▸ **WHAT YOU HAVE TO DO**: Output every record below exactly.

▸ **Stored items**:
PR #26, opened 2018-06-22
Third party library for units

alexdewar:
This is the library we were talking about, which is MIT-licensed so we can just bung it in wholesale. It has lots of cute features like compile-time unit checking etc. (It also has a constant for pi defined :+1:.)

There are a number of obvious places it could go in. E.g. for the Vicon system we could change the translation values to be `units::length::meter_t` and the rotation angles could be some kind of `units::angle`. This would def make sense for the future `Positionable` class you mentioned in #23. I haven't implemented any of this yet though because I don't want to break things.

I've also changed makefiles to build with `-std=c++14` and stuck a few random c++14-isms in (e.g. using `std::make_unique`).

And finally I've stuck the matplotlib stuff into third_party/ where it belongs.


neworderofjamie:
This looks excellent!

alexdewar:
Yeah it seems pretty nifty :-D

PR #29, opened 2018-07-20
Ant world tweaks

alexdewar:
Here are some small changes to the ant db code (e.g. output image size, file names, FOV etc.). Hopefully nothing too controversial!


alexdewar:
Ta!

▸ **RESPONSE**:
PR #26, opened 2018-06-22
Third party library for units

alexdewar:
This is the library we were talking about, which is MIT-licensed so we can just bung it in wholesale. It has lots of cute features like compile-time unit checking etc. (It also has a constant for pi defined :+1:.)

There are a number of obvious places it could go in. E.g. for the Vicon system we could change the translation values to be `units::length::meter_t` and the rotation angles could be some kind of `units::angle`. This would def make sense for the future `Positionable` class you mentioned in #23. I haven't implemented any of this yet though because I don't want to break things.

I've also changed makefiles to build with `-std=c++14` and stuck a few random c++14-isms in (e.g. using `std::make_unique`).

And finally I've stuck the matplotlib stuff into third_party/ where it belongs.


neworderofjamie:
This looks excellent!

alexdewar:
Yeah it seems pretty nifty :-D

PR #29, opened 2018-07-20
Ant world tweaks

alexdewar:
Here are some small changes to the ant db code (e.g. output image size, file names, FOV etc.). Hopefully nothing too controversial!


alexdewar:
Ta!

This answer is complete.